For ENTJs, their inferior function is Fi, and according to cognitive function literature from the accounts of others, the inferior function is the most hypersensitive function of them all. So, since your inferior function is an F function, thus it will be less within conscious control, and thus, highly sensitive. So do to this extra sensitivity around this function, you will be hyperaware of values-based reasoning in situations that others might not pick up on (same goes for any inferior function), but since this function isn't comfortably within conscious control, you will not make decisions based on it without using the function which is the most within your conscious control, which for ENTJs is Te (Te is logical reasoning directed toward the environment. That's it.) I think this example you gave fits my explanation:



> The instant I heard the difference it had made I was committed to the model and its values but the key difference for me was that, whereas others might have agreed with the values but then decided it was too difficult to achieve, or not understood the complex legal and technical issues, I instantly went away and became an expert on the way through the complexities.


So yes, the inferior function is the driving force behind the dominant function. Te makes Fi values an achievable reality.
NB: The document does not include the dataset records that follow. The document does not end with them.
Issue #1087, opened 2016-04-01
Blended furigana hides search results highlighting


jiru:
See [this example](https://tatoeba.org/jpn/sentences/search?query=%22%E5%BD%93%E7%A4%BE%22&from=jpn&to=und). While searching for 当社, sentences with furigana on a separate line have 当社 highlighted, while the ones with furigana line and sentence blended do not.

ckjpn:
Note that it's not only the furigana sentences ....

https://github.com/Tatoeba/tatoeba2/issues/1272#issuecomment-235474226

Issue #952, opened 2015-12-11
Change the colors of the "editable transcription" icon. (Reverse the colors.)


ckjpn:
Reversing the colors would likely make this icon
easier to read and would also make this icon
blend in better with the other icons.

![screen shot 2015-12-11 at 11 45 01](https://cloud.githubusercontent.com/assets/7934273/11734701/135c323e-9ffd-11e5-9709-ee7eb43ab232.png)

halfdan:
The icon needs some improvement - I tried inverting the colours, but this makes the icon barely visible. The two characters are so tiny that you can barely make out that there's an icon.

ckjpn:
Maybe just including one character would help.

か for kana
or
ふ for furigana

PR #2224, opened 2020-03-20
Transcriptions in the new sentence design

trang:
This PR implements the transcriptions in the new sentence design. 

For the major part, it works the same as in the old design.

- Transcriptions are displayed in grey below the sentence (or translation), except furigana which works a bit differently and is displayed on the sentence itself.
- If the transcription is generated by a script that is prone to mistakes, a warning icon is displayed in front of the transcription.
- When a transcription has a warning icon, it is not displayed by default. But enabling the option "Always show transcriptions and alternate script" in the Settings will make these transcriptions displayed all the time.
- The permissions on editing transcriptions remain the same:
  - Every contributors can edit transcriptions of their own sentences.
  - Advanced contributors can edit unreviewed transcriptions of other people's sentences.
  - Advanced contributors can re-edit transcriptions as long as the sentence owner didn't edit the transcriptions themselves.
  - Corpus maintainers can edit any transcription.

**Things that changed**

- There were various custom icons used to identify the type of transcription. I felt it was a bit too complicated and used a more generic icon (the [subdirectory_arrow_right](https://material.io/resources/icons/?icon=subdirectory_arrow_right&style=baseline) material icon). This makes #952 obsolete.
- The hidden unreviewed transcriptions are displayed when expanding the sentence menu rather than by clicking some transcription button in the sentence menu.
  - The transcription icon would have been part of the hidden icons in the menu otherwise. Instead of having to expand the menu then click this transcription icon, I figured we could just display the hidden transcription directly after clicking the "Expand menu" icon.
- On the search page, when the main sentence has furigana, the furigana will always be displayed on a cloned sentence below the actual sentence. This is a temporary solution for #1087.
- When a transcription could not be saved, an error message is displayed in red below the text input.
- The warning tooltips are displayed when hovering over the transcription rather than when hovering over the warning icon.
  - There was a bit of redundancy between the info tooltip (on the transcription) and the warning tooltip (on the warning icon), so I just factorized it into the info tooltip.

**Todo for another time**

- Find a long term solution for #1087, to make it possible to have search highlight and furigana at the same time.
- Non-authenticated users currently still have no way to see unreviewed transcriptions. They used to be able to reveal these transcriptions by clicking the transcription icon in the sentence menu. I'm still thinking of what is the best way to integrate this in the new design.


jiru:
I’m very happy about that! :tada: 

I havn't reviewed the code yet so I'll just comment on the visible part first.

> Transcriptions are displayed in grey below the sentence (or translation), except furigana which works a bit differently and is displayed on the sentence itself.

It looks like your implementation is a little bit different. Consider a Japanese sentence with reviewed furigana. I have the option "Always show transcriptions" turned on. I go on the sentence page. In the old design, the furigana appears on the top of the sentence. In the new design, it appears below.

Another problem: when the furigana is on the top, I can’t see figure out how to edit the transcription.

> There were various custom icons used to identify the type of transcription. I felt it was a bit too complicated and used a more generic icon (the subdirectory_arrow_right material icon). This makes #952 obsolete.

I think it’s okay. I realized in UX test 3 that some of these icons needed to be changed anyway.

> Non-authenticated users currently still have no way to see unreviewed transcriptions

That would probably annoy learners of Japanese who don’t have account.

> shot

The transcriptions button on the right are easily seen as belonging to a single group. It is not very intuitive which button is acting on what. Probably gray background on hover makes it even more non intuitive. I guess it’s a similar feeling to what agrodet mentioned about eye-matching the (i) icon with the sentence text.

I have no idea right now on how to improve that but I’ll think about it.

> shot2

I think I would look more consistent if the transcription text (if reviewed) is aligned with the sentence text.

trang:
> It looks like your implementation is a little bit different. Consider a Japanese sentence with reviewed furigana. I have the option "Always show transcriptions" turned on. I go on the sentence page. In the old design, the furigana appears on the top of the sentence. In the new design, it appears below.

This should be fixed.

> The transcriptions button on the right are easily seen as belonging to a single group.

The best solution I have for this is to combine the editing of the transcription with the editing of the sentence. I had already considered doing it since the beginning but it complexifies the "Edit" feature so I was a bit reluctant to go for it. But I also really don't like having these extra buttons next to the transcription text.

One consequence is that it's no longer possible to edit the transcriptions of translations. I think users will be okay with that. They cannot edit the translations text so it shouldn't feel too annoying that they can no longer edit the transcriptions of translations. They probably rarely did it anyway.

One other consequence is that it takes more steps to mark a transcription as reviewed. It requires to first click on the "Edit" button then click on the check icon next to the transcription in the sentence form. But I'd rather go for a longer term solution here rather than try to squeeze one more button in the sentence component view. The ideal solution, I think, would be to have page "Review transcriptions" where people can efficiently proofread transcriptions.

My implementation does not take into account yet that there can be several editable transcriptions for a same sentence. It will probably have to be implemented as part of #2189.

> Non-authenticated users currently still have no way to see unreviewed transcriptions

I have added a button for non-authenticated users. For lack of a better idea, I reused the same button as for expanding or collapsing the sentence menu.

> I think I would look more consistent if the transcription text (if reviewed) is aligned with the sentence text.

This should be fixed.

jiru:
Good job! I think you solved the buttons problem in a smart way. :smile_cat: 

I’m still commenting the visible part only.

Problem: After I click the review button of a transcription, the tooltip of that transcription says that it has been generated by a piece of software. Only after I reload the page, the tooltip correctly says "last edited...".

Problem: On a Japanese sentence, I click on the edit button, I modify both the sentence text and the transcription in a way that makes the transcription invalid. I click save, the sentence is saved, but the transcription isn’t saved and the edition box stays open, showing the autogenerated transcription. Instead, it should show me an error and prefill the transcription field with what I last entered.

By the way, do we want to allow editing both sentence and transcription? I can imagine a scenario when the autogenerated transcription is known to be wrong and the user wants to both edit the sentence and the transcription to avoid fixing every single place the autogenerated transcription would be wrong after editing the sentence. Your current implementation allows that, which I think is great.

> I have added a button for non-authenticated users. For lack of a better idea, I reused the same button as for expanding or collapsing the sentence menu.

I think it’s good enough. :+1: On a side note, I think this change may make the "always show transcriptions" setting less useful, because people could now quickly show all transcriptions on a page by clicking on "expand all menus for all sentences". Since this "expanded state" is remembered across pages, it could almost replace the "always show transcriptions" setting. I am not sure we want users to use the "expand" feature in this way though.

jiru:
The position of the tooltips feels a off on [this sentence](https://dev.tatoeba.org/fra/sentences/show/5386889). The tooltip over the simplified characters is right on the middle of the text, however on the pinyin it’s off on the right. Since the pinyin spans on two lines, the tooltip is positioned on the center of the card, even though there is quite some blank on the right.

trang:
I fixed the two problems you mentioned.

> By the way, do we want to allow editing both sentence and transcription?

Yes, we definitely want to allow it. Editing the transcription is a way to mark it as reviewed.

- If I edit the sentence but not the transcription → the transcription is auto-generated to match the new sentence text and it will not be marked as reviewed.
- If I edit the sentence and the transcription → the transcription is saved and marked as reviewed.

This way of marking the transcription as reviewed is not necessarily ideal. If I make significant changes on the sentence, I may want to first get the auto-generated transcription and then apply the necessary fixes on top of it. But that can be an improvement for another time.

> On a side note, I think this change may make the "always show transcriptions" setting less useful, because people could now quickly show all transcriptions on a page by clicking on "expand all menus for all sentences". Since this "expanded state" is remembered across pages, it could almost replace the "always show transcriptions" setting. I am not sure we want users to use the "expand" feature in this way though.

It's still a bit too early to tell but I think I wouldn't be against using the "expand" feature in this way.

> The position of the tooltips feels a bit off on [this sentence](https://dev.tatoeba.org/fra/sentences/show/5386889).

I changed the position of the tooltip to be above instead of below the transcription.

src/Controller/TranscriptionsController.php
```diff
@@ -127,10 +136,20 @@ public function save($sentenceId, $script) {
             );
         }
 
-        $this->setViewVars(array_filter(array($saved)), $sentenceId);
-        $this->render('view');
         if (!$saved) {
-            return $this->response->withStatus(400, 'Bad transcription');
+            return $this->response->withStatus(400, __('The transcription could not be saved.'));
```
jiru: :smile: Well, it is certainly not common practice to use the status line as an error message displayed to users, but nothing’s really preventing you from doing it. This message is typically not translated and only read by developers (API users). I assume that this is temporary and that you are aware that the Transcription model is already providing detailed error messages.

jiru:
Could you make PinyinHelper and TranscriptionsHelper use your new PinyinTrait and FuriganaTrait so that we avoid keeping duplicate code?

src/Model/Entity/Transcription.php
```diff
@@ -140,4 +154,80 @@ private function getSourceScript($sourceLang) {
         }
         return false;
     }
+
+    protected function _getHtml() {
+        if (!$this->sentence) {
+            return;
+        }
+
+        $lang = $this->sentence['lang'];
```
jiru: Just in case, you should also check for `$this->sentence['lang']`. And it’s clearer to use `$this->sentence->lang`. So something like:
```php
if (!$this->sentence || !$this->sentence->lang) {
    return;
}
```

jiru: And also `$this->script` and `$this->text`.

src/Model/Entity/Transcription.php
```diff
@@ -140,4 +154,80 @@ private function getSourceScript($sourceLang) {
...
+            $text = $this->rubify($this->text);
+        } elseif ($lang == 'cmn' && $this->script == 'Latn') {
+            $text = $this->numeric2diacritic($text);
+        }
+
+        return $text;
+    }
+
+    protected function _getEditingFormat() {
+        if (!$this->sentence) {
```
jiru: Same here.

src/Model/Entity/Transcription.php
```diff
@@ -140,4 +154,80 @@ private function getSourceScript($sourceLang) {
...
+            $text = htmlentities($this->text);
+            if ($this->script == 'Hrkt') {
+                $text = $this->bracketify($this->text);
+            }
+        }
+
+        return $text;
+    }
+
+    protected function _getInfoMessage() {
```
jiru: Same here, better check if we have `$this->needsReview` and `$this->type`.

src/Model/Entity/Transcription.php
```diff
@@ -140,4 +154,80 @@ private function getSourceScript($sourceLang) {
...
+            } else {
+                $message = __(
+                    'This transcription may contain errors because '.
+                    'it has been generated by a piece of software that '.
+                    'is not perfect.'
+                );
+            }
+        } else {
+            if (isset($this->user->username)) {
+                if ($this->type == 'altscript' && $this->sentence->lang == 'jpn') {
```
jiru: Check if `isset($this->sentence->lang)` before using it.

src/Model/Entity/Transcription.php
```diff
@@ -140,4 +154,80 @@ private function getSourceScript($sourceLang) {
...
+        if ($this->script == 'Hrkt') {
+            $text = $this->rubify($this->text);
+        } elseif ($lang == 'cmn' && $this->script == 'Latn') {
+            $text = $this->numeric2diacritic($text);
+        }
+
+        return $text;
+    }
+
+    protected function _getEditingFormat() {
```
jiru: Consider renaming "editing format" to "[markup](https://en.wikipedia.org/wiki/Markup_language)".

src/Template/Element/sentences/transcription_button.ctp
```diff
@@ -0,0 +1,13 @@
+<div class="menu-wrapper" ng-if="vm.hasHiddenTranscriptions">
+    <div class="menu" layout="row" layout-align="space-between center">
+        <md-button ng-if="!vm.isMenuExpanded" class="md-icon-button" ng-click="vm.toggleMenu()">
+            <md-icon>unfold_more</md-icon>
+            <md-tooltip><?= __('Show all transcriptions') ?></md-tooltip>
```
jiru: This message is used both in the context of multiple transcriptions (like Chinese) as well as single transcription (like Japanese). It would be best to have a pluralized message, but in the mean time, it may be better not to put so much emphasis on the plural by just saying "Show transcriptions" instead.

jiru: Or maybe "Show unreviewed transcriptions", to match the opposite message for unfolding.

src/Template/Element/sentences/transcriptions.ctp
```diff
@@ -0,0 +1,28 @@
...
+use App\Model\CurrentUser;
+
+if (!isset($sentenceVar)) {
+    $sentenceVar = 'vm.sentence';
+}
+
+if (CurrentUser::getSetting('show_transcriptions')) {
+    $ngIf = 'ng-if="!'.$sentenceVar.'.furigana || '.$sentenceVar.'.highlightedText"';
+} else {
+    $ngIf = 'ng-if="(vm.isMenuExpanded || !transcription.needsReview) && (!'.$sentenceVar.'.furigana || '.$sentenceVar.'.highlightedText)"';
```
jiru: Theses strings are hard to read. In particular, it’s hard to tell which dot is used to concatenate and which dot is part of the string. I suggest you rewrite it like this:
```html
<?php
$ngIf = "!$sentenceVar.furigana || $sentenceVar.highlightedText";
?>
<div ng-if="<?= $ngIf ?>">
```

jiru:
Thanks for the quick update, Trang. Please have a look at my new comments. :point_up_2: 

I think your implementation is feature-complete, except that the detailed error messages are not displayed when an invalid transcription is submitted. I think these detailed error messages are quite necessary because a number of autogenerated transcriptions are invalid already (in particular Japanese sentences that include numbers). It means an error can be produced just by clicking on the "Mark as reviewed" button.

trang:
The comments have been addressed 🙂

src/Controller/TranscriptionsController.php
```diff
@@ -84,18 +84,13 @@ public function reset($sentenceId, $script) {
...
-            $this->loadComponent('RequestHandler');
-            $this->set('_serialize', ['result']);
-            $this->RequestHandler->renderAs($this, 'json');
+            return $this->returnTranscriptionData($saved, $sentenceId, $script);
         } else {
+            if (!$saved) {
+                return $this->response->withStatus(400, 'Bad transcription');
+            }
             $this->setViewVars(array_filter(array($saved)), $sentenceId, $sentence);
             $this->render('view');
```
jiru: Isn’t this going to prevent `$this->setViewVars()` and` $this->render()` from being executed if the transcription cannot be reset?

webroot/js/directives/sentence-and-translations.dir.js
```diff
@@ -548,19 +548,19 @@
...
 
+            vm.inProgress = true;
             $http.post(url, data).then(function(result) {
-                sentence.transcriptions.push(result.data.result);
+                transcription = result.data.result;
                 hide('sentence_form');
             }, function(error) {
-                transcription.error = error.statusText;
-                sentence.transcriptions.push(transcription);
+                transcription.error = error.data[0];
```
jiru: You should check the existence of `error.data[0]` first. This function can be executed in other contexts where no error is return, such as http 500, 401 etc.

jiru: You are only displaying the first error, however there might be more than one error in the array. [See how the legacy code displays transcription errors](https://github.com/Tatoeba/tatoeba2/blob/dev/src/Template/Transcriptions/view.ctp#L21-L30).

jiru:
Thank you, Trang! :+1:
I left a few other comments. We are almost there! :relaxed:

src/Controller/TranscriptionsController.php
trang: Yes, but it's how things are done in the current code:
https://github.com/Tatoeba/tatoeba2/blob/dev/src/Controller/TranscriptionsController.php#L87

I'm not entirely sure of the impacts of moving the `if` block at the end so I kept it like that.

jiru: I see. Never mind my comment.

jiru:
Thanks for the update, Trang. I think the error handling part may be improved a bit but I’ll merge it now so that UI translators can start working already. We can continue to work on it in the dev branch.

This clashes with Fi doms, since they often have unrealistic, yet idealistic values that are difficult or impossible (at least in current situations) to reasonably implement, but they feel oppressed by high Te users, since high Te users make their values look worthless to have due to their lack of realism.

This is stupid, so just ignore it:



> I read an example of an ENTJ on one website as being 'why should I want to sit next to a plane window? If I can't control what's outside I'm not interested in it'.


This is completely within the realm of a person's opinion. Very stupid description. Type has nothing to do with opinions. And, for some reason, type descriptions have a blast trying to use Te as the scapegoat of "control freaks," etc., even though any type can be a control freak in different ways. For a long time, I considered myself an INTP, since I couldn't relate to most of the Te descriptions. In the end though, Te, like Ti, is just logic. Te is broad logic (they see the external world as inherently logical, often resembling models like the scientific method and whatnot), while Ti is strict logic (internal logic models in their heads - think math, for instance). Once you go much farther than this, they begin to become meaningless.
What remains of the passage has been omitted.